The problem:
Please list all lines of the material below in which the string "process" occurs.

Entries provided:
-- Opening Marker --
Issue #2710, opened 2022-01-07
Automate the publishing process of source tarballs for servicing releases


MichaelSimons:
This involves taking the source ~~and smoke-test-prereqs~~ tarball and publishing to the internal blob storage account with the correctly versioned names.

lbussell:
Providing some more clarity, the steps required to complete this work are:

- Read installer build information from our internal release (non-source-build) pipelines
- Upload dotnet source tarball to azure storage (dotnetcli)
- Upload source-build artifacts to azure storage (dotnetclimsrc)

Reference: https://github.com/dotnet/source-build/blob/3c8f23d08475e6f59a5ca889e0719b61e18db476/.github/ISSUE_TEMPLATE/releases/release_checklist.md

lbussell:
Smoke test prereqs will be handled by: https://github.com/dotnet/source-build/issues/3068

Issue #3065, opened 2022-10-13
Automate source-build release process for 6.0 and 7.0


lbussell:
### Describe the Problem

The source-build release process takes up a lot of time. Also, many of the release tasks are completed manually which leaves lots of room for individual error.

### Describe the Solution

The current release process is documented here: https://github.com/dotnet/source-build/blob/3c8f23d08475e6f59a5ca889e0719b61e18db476/.github/ISSUE_TEMPLATE/releases/release_checklist.md

The large majority of those release tasks should be automated. We can break this up into pipelines that can be run during different parts of the release cycle. I am proposing that we expand the current [source-build-release pipeline](https://github.com/dotnet/source-build/blob/3c8f23d08475e6f59a5ca889e0719b61e18db476/eng/source-build-release.yml) and create a new pipeline, **source-build-pre-release**.

`source-build-pre-release` (in order of execution, not priority):
- https://github.com/dotnet/source-build/issues/2710
- https://github.com/dotnet/source-build/issues/3068
- https://github.com/dotnet/source-build/issues/3064
- https://github.com/dotnet/source-build/issues/3069
- https://github.com/dotnet/source-build/issues/2904

In between `pre-release` and `release`, after security-partners-dotnet PRs are merged:
- https://github.com/dotnet/source-build/issues/3147
- https://github.com/dotnet/source-build/issues/3179
- https://github.com/dotnet/source-build/issues/3196

`source-build-release`:

- https://github.com/dotnet/source-build/issues/3080
- https://github.com/dotnet/source-build/issues/3062
- https://github.com/dotnet/source-build/issues/2888
- https://github.com/dotnet/source-build/issues/3058

lbussell:
In terms of priority, I see the following as most important:

- #3064: Updating the VMR-lite is done manually and prone to individual error
- #2904: We currently only manually test the VMR-lite

Everything else is fairly well defined, just manual work.

MichaelSimons:
@lbussell - where does #2921 fit in here?  Is it a duplicate of 3096?

premun:
The remaining open items are still relevant and I am not sure I'll have time to work on those so this might make sense to keep for tracking?

PR #3079, opened 2022-10-20
[main] Add source-build-pre-release pipeline yaml

lbussell:
Fixes https://github.com/dotnet/source-build/issues/2710. Part of https://github.com/dotnet/source-build/issues/3065

This is a new pipeline that:

1. Reads installer build information from our internal release (non-source-build) pipelines
2. Uploads the dotnet source tarball to azure storage

### DIFF
--- a/.github/ISSUE_TEMPLATE/releases/release_checklist.md
+++ b/.github/ISSUE_TEMPLATE/releases/release_checklist.md
@@ -15,13 +15,14 @@
      - This is useful to make sure context is available to review later. It may end up blank if the release goes very smoothly.
      - There are other notes on servicing in this OneNote. It may be useful to review if something goes wrong to see if it's been fixed before.
      - File issues appropriately as you encounter problems, and link to them from the notes. Provide info in the issue rather than in the notes.
-1. - [ ] Retrieve dotnet/installer commit sha from internal communications for the release.
+1. - [ ] Retrieve the final run of the [Stage-DotNet](https://dev.azure.com/dnceng/internal/_build?definitionId=792&_a=summary) pipeline from internal release communications.
+1. - [ ] Run the [source-build-pre-release](https://dev.azure.com/dnceng/internal/_build?definitionId=1188) pipeline. When staging the pipeline run, click "Resources" and provide select the final run of Stage-DotNet mentioned above.
+     - [ ] When the pipeline finishes, look in the logs for the dotnet/installer commit sha that represents the final release.
+     - This pipeline automatically uploads the dotnet source tarball to dotnetclimsrc
 1. - [ ] Ensure the official installer and tarball builds have completed for the release's commit sha.
-     - [ ] [Installer](https://dev.azure.com/dnceng/internal/_build?definitionId=286) (internal link)
-       - [ ] Retrieve the source tarball artifact - `BlobArtifacts/dotnet-sdk-source-6.0.xxx.tar.gz`
      - [ ] [Tarball](https://dev.azure.com/dnceng/internal/_build?definitionId=1011) (internal link)
        - [ ] Ensure the PoisonTests and SdkContentTests are passing.  Warnings indicate a baseline diff and should be inspected carefully.
-1. - [ ] [Internal] Gather smoke-test prereqs
+1. - [ ] [Internal] Gather smoke-test prereqs ([automation tracking issue](https://github.com/dotnet/source-build/issues/3068))
      - [ ] Retrieve smoke-test prereqs artifact for each architecture (e.g. x64 and arm64) from [tarball build](https://dev.azure.com/dnceng/internal/_build?definitionId=1011) (internal link)
        - [ ] x64 - `Build Tarball CentOS7-Offline_Artifacts/dotnet-smoke-test-prereqs.6.0.xxx.tar.gz`
        - [ ] arm64 - `Build Tarball Debian9-Offline_Artifacts/dotnet-smoke-test-prereqs.6.0.xxx.tar.gz`
@@ -32,13 +33,13 @@
        - [ ] Extact arm64 tarball
        - [ ] Copy four `*linux-arm64*` packages to x64 packages
        - [ ] Create new `dotnet-smoke-test-prereqs.6.0.xxx.tar.gz` tarball
-1. - [ ] [Internal] Upload source and smoke-test-prereqs tarball to dotnetclimsrc storage account.
+1. - [ ] [Internal] Upload smoke-test-prereqs tarball to dotnetclimsrc storage account.
 1. - [ ] Notify partners of release.  Include info about how certain we are that this will be the final Microsoft build.
      - [Internal] Send the dotnetclimsrc tarball links to partners.
          - Never overwrite a tarball. At least change the blob storage virtual dir to represent a new build. This can help avoid timing issues and make it more obvious if stale links were accidentally re-sent rather than new ones.
      - [Non-Internal] Send the dotnet/installer commit sha along w/link to publicly built source tarball.  Link to the public instructions for building source-build.
 1. - [ ] SYNC POINT: Wait for Microsoft build release.
-1. - [ ] Upload the source-build artifacts to dotnetcli/source-built-artifacts blob storage.
+1. - [ ] Upload the source-build artifacts to dotnetcli/source-built-artifacts blob storage. ([automation tracking issue](https://github.com/dotnet/source-build/issues/3080))
      - [ ] Retrieve the source-build artifacts from [Tarball](https://dev.azure.com/dnceng/internal/_build?definitionId=1011) (internal link) - `Build Tarball CentOS7-Offline_Artifacts/Private.SourceBuilt.Artifacts.6.0.xxx.tar.gz`
 1. - [ ] Run the [source-build-release pipeline](https://dev.azure.com/dnceng/internal/_build?definitionId=1124) (internal link).
      - Set the `SDK Version` parameter.
--- a/.github/ISSUE_TEMPLATE/releases/release_checklist.md
+++ b/.github/ISSUE_TEMPLATE/releases/release_checklist.md
@@ -16,7 +16,7 @@
      - There are other notes on servicing in this OneNote. It may be useful to review if something goes wrong to see if it's been fixed before.
      - File issues appropriately as you encounter problems, and link to them from the notes. Provide info in the issue rather than in the notes.
 1. - [ ] Retrieve the final run of the [Stage-DotNet](https://dev.azure.com/dnceng/internal/_build?definitionId=792&_a=summary) pipeline from internal release communications.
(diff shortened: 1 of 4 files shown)


eng/source-build-pre-release.yml
```diff
@@ -0,0 +1,146 @@
...
+- name: storageAccountName
+  value: 'dotnetclimsrc'
+- name: blobContainerName
+  value: 'source-build'
+- name: blobContainerUploadBaseFilePath
+  value: 'release'
+
+stages:
+
+- stage: GetBuildInfoStage
```
MichaelSimons, line 32: Why a different stage for retrieving the build info?  My concern is that it will take at least one order order of magnitude longer to acquire a build agent than both stages take to run.

eng/source-build-pre-release.yml
```diff
@@ -0,0 +1,146 @@
...
+    - name: InstallerCommit
+      value: $[ stageDependencies.GetBuildInfoStage.GetBuildInfoJob.outputs['ReadReleaseInfoStep.InstallerCommit'] ]
+    - name: SdkVersion
+      value: $[ stageDependencies.GetBuildInfoStage.GetBuildInfoJob.outputs['ReadReleaseInfoStep.SdkVersion'] ]
+    - name: RuntimeVersion
+      value: $[ stageDependencies.GetBuildInfoStage.GetBuildInfoJob.outputs['ReadReleaseInfoStep.RuntimeVersion'] ]
+    - name: ReleaseChannel
+      value: $[ stageDependencies.GetBuildInfoStage.GetBuildInfoJob.outputs['ReadReleaseInfoStep.ReleaseChannel'] ]
+    steps:
+    - script: |
```
MichaelSimons, line 99: Is this step necessary?  If seems like a step used to developer the initial pipeline.

eng/source-build-pre-release.yml
```diff
@@ -0,0 +1,146 @@
...
+        set -euo pipefail
+        az config set extension.use_dynamic_install=yes_without_prompt
+
+        installer_official_runs=$(az pipelines runs list --organization $(azDoOrg) --project $(azDoProject) --pipeline-ids $(installerOfficialCiPipelineId))
+        installer_official_run_id=$(echo $installer_official_runs | jq -r '.[] | select(.sourceVersion == "$(InstallerCommit)") | .id')
+        echo "dotnet-installer-official-ci run ID: ${installer_official_run_id}"
+
+        installer_tarball_build_runs=$(az pipelines runs list --organization $(azDoOrg) --project $(azDoProject) --pipeline-ids $(installerTarabllBuildCiPipelineId))
+        installer_tarball_build_run_id=$(echo $installer_tarball_build_runs | jq -r '.[] | select(.sourceVersion == "$(InstallerCommit)") | .id')
```
MichaelSimons, line 116: How does this behave if there are multiple builds for the same commit?

eng/source-build-pre-release.yml
```diff
@@ -0,0 +1,146 @@
...
+        project: 'internal'
+        pipeline: $(installerOfficialCiPipelineId)
+        runVersion: 'specific'
+        runId: $(InstallerOfficialRunId)
+    - script: |
+        set -euxo pipefail
+        az config set extension.use_dynamic_install=yes_without_prompt
+
+        source_tarball_upload_path="$(blobContainerUploadBaseFilePath)/$(ReleaseChannel)/$(RuntimeVersion)-$(SdkVersion)"
+        source_tarball_filename="dotnet-sdk-source-$(SdkVersion).tar.gz"
```
MichaelSimons, line 141: Since this is using the SdkVersion, should/can the download step do the same?

eng/source-build-pre-release.yml
```diff
@@ -0,0 +1,146 @@
...
+        az storage blob upload --account-name "$(storageAccountName)" --container-name "$(blobContainerName)" --file "$(PIPELINE.WORKSPACE)/${source_tarball_filename}" --name "${source_tarball_upload_path}/${source_tarball_filename}"
```
MichaelSimons, line 142: Does this fail gracefully if the download step fails?  My experience is the download step silently fails when patterns are used.  Is there a way to get it to fail?  If not should this step validate it exists before trying to upload?

.github/ISSUE_TEMPLATE/releases/release_checklist.md
```diff
@@ -15,13 +15,14 @@
      - This is useful to make sure context is available to review later. It may end up blank if the release goes very smoothly.
      - There are other notes on servicing in this OneNote. It may be useful to review if something goes wrong to see if it's been fixed before.
      - File issues appropriately as you encounter problems, and link to them from the notes. Provide info in the issue rather than in the notes.
-1. - [ ] Retrieve dotnet/installer commit sha from internal communications for the release.
+1. - [ ] Retrieve the final run of the [Stage-DotNet](https://dev.azure.com/dnceng/internal/_build?definitionId=792&_a=summary) pipeline from internal release communications.
+1. - [ ] Run the [source-build-pre-release](https://dev.azure.com/dnceng/internal/_build?definitionId=1188) pipeline. When staging the pipeline run, click "Resources" and provide select the final run of Stage-DotNet mentioned above.
```
MichaelSimons, line 19:
```suggestion
1. - [ ] Run the [source-build-pre-release](https://dev.azure.com/dnceng/internal/_build?definitionId=1188) pipeline. When staging the pipeline run, click "Resources" and select the final run of Stage-DotNet mentioned above.
```

.github/ISSUE_TEMPLATE/releases/release_checklist.md
```diff
@@ -15,13 +15,14 @@
...
+     - [ ] When the pipeline finishes, look in the logs for the dotnet/installer commit sha that represents the final release.
+     - This pipeline automatically uploads the dotnet source tarball to dotnetclimsrc
 1. - [ ] Ensure the official installer and tarball builds have completed for the release's commit sha.
```
MichaelSimons, line 22: Shouldn't this step be run prior to uploading the source tarball?

eng/source-build-pre-release.yml
lbussell: I used a different stage because I imagine that in the future multiple stages could run using the variables set by this stage (e.g. a separate stage for updating VMR).

Do you think these should be jobs instaed of stages and just run everything at once? Or do you think running `GetBuildInfoJob` in every stage would be faster?

eng/source-build-pre-release.yml
lbussell: It looks like it will output both IDs.

```bash
> json='[{"id": 1, "commit": "sha1"}, {"id": 2, "commit": "sha2"}, {"id": 3, "commit": "sha2"}]'
> echo $json | jq '.[] | select(.commit == "sha1") | .id'
1
> echo $json | jq '.[] | select(.commit == "sha2") | .id'
2
3
> result=$(echo $json | jq '.[] | select(.commit == "sha2") | .id')
> echo $result
2 3
```

I wonder what we should do in this situation. Select the most recent? Select the most recent that succeeded?

eng/source-build-pre-release.yml
lbussell: It actually does fail silently. Well not silently, but it doesn't have an exit code 1. I will look into this.

.github/ISSUE_TEMPLATE/releases/release_checklist.md
lbussell: I guess this should be another goal of the automation, to check that the installer and tarball builds were successful. I left it below the pre-release pipeline because the pipeline gives you the commit sha, and prevents you from having to look through the manifest.json yourself. It's not the end of the world to check it manually beforehand just for now though.

eng/source-build-pre-release.yml
lbussell: This is also a valid question for what we would do manually.

eng/source-build-pre-release.yml
MichaelSimons: I think these overall these steps aren't going to take much time and provisioning machines for each is going to be wasteful (e.g. plan for machine provisioning to take up to 20 minutes).  I would recommend utilizing as few stages/jobs as possible.

eng/source-build-pre-release.yml
MichaelSimons: Manually, I would expect a human could deduct why two builds existed.  One thing I would suggest is making sure the build passed.  I would say a fallback could be to have a variable to pass in the id.  If specified use the supplied build otherwise fail if there are multiple passing builds.

.github/ISSUE_TEMPLATE/releases/release_checklist.md
MichaelSimons: Agreed we should be checking the success state.

eng/source-build-pre-release.yml
lbussell: In my latest update I reduced everything to one job and multiple stages, and pulled out "Get Build Info" to a template so that it can be used in multiple jobs/pipelines.

eng/source-build-pre-release.yml
lbussell: In my latest change I try to detect if there are more than one build per commit and fail with an error if so. I also added the parameters for optional specific build IDs.

eng/templates/get-build-info.yml
```diff
@@ -0,0 +1,118 @@
+parameters:
+  - name: stageDotNetPipelineResource
```
MichaelSimons, line 2:
```suggestion
  - name: dotnetStagingPipelineResource
```

MichaelSimons (commented):
The new changes look good.  What's the resolution to the to open comments I made previously?

eng/source-build-pre-release.yml
lbussell: I added a check that the file is downloaded before the upload, and another check that the file is listed in blob storage afterwards.

.github/ISSUE_TEMPLATE/releases/release_checklist.md
lbussell: I added a check that the tarball build succeeded before continuing. If the build is red, then we fail the pipeline and require the pipeline run IDs to be manually provided.

crummel (approved):

eng/templates/get-build-info.yml
```diff
@@ -0,0 +1,124 @@
...
+        echo "dotnet-installer-source-build-tarball-build run ID: ${installer_tarball_build_run_id}"
+
+        echo "##vso[task.setvariable variable=InstallerOfficialRunId]${installer_official_run_id}"
+        echo "##vso[task.setvariable variable=InstallerTarballBuildRunId]${installer_tarball_build_run_id}"
+      name: GetAssociatedPipelineRunsStep
+      displayName: Get Associated Pipeline Run IDs
+      env:
+        AZURE_DEVOPS_EXT_PAT: $(System.AccessToken)
+
+  - ${{ if eq(parameters.useSpecificPipelineRunIDs, true) }}:
```
MichaelSimons, line 111: FYI usage of `- ${{ else }}` would make this more readable IMO.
-- Closing Marker --
Solution to this problem:
Automate the publishing process of source tarballs for servicing releases
Automate source-build release process for 6.0 and 7.0
The source-build release process takes up a lot of time. Also, many of the release tasks are completed manually which leaves lots of room for individual error.
The current release process is documented here: https://github.com/dotnet/source-build/blob/3c8f23d08475e6f59a5ca889e0719b61e18db476/.github/ISSUE_TEMPLATE/releases/release_checklist.md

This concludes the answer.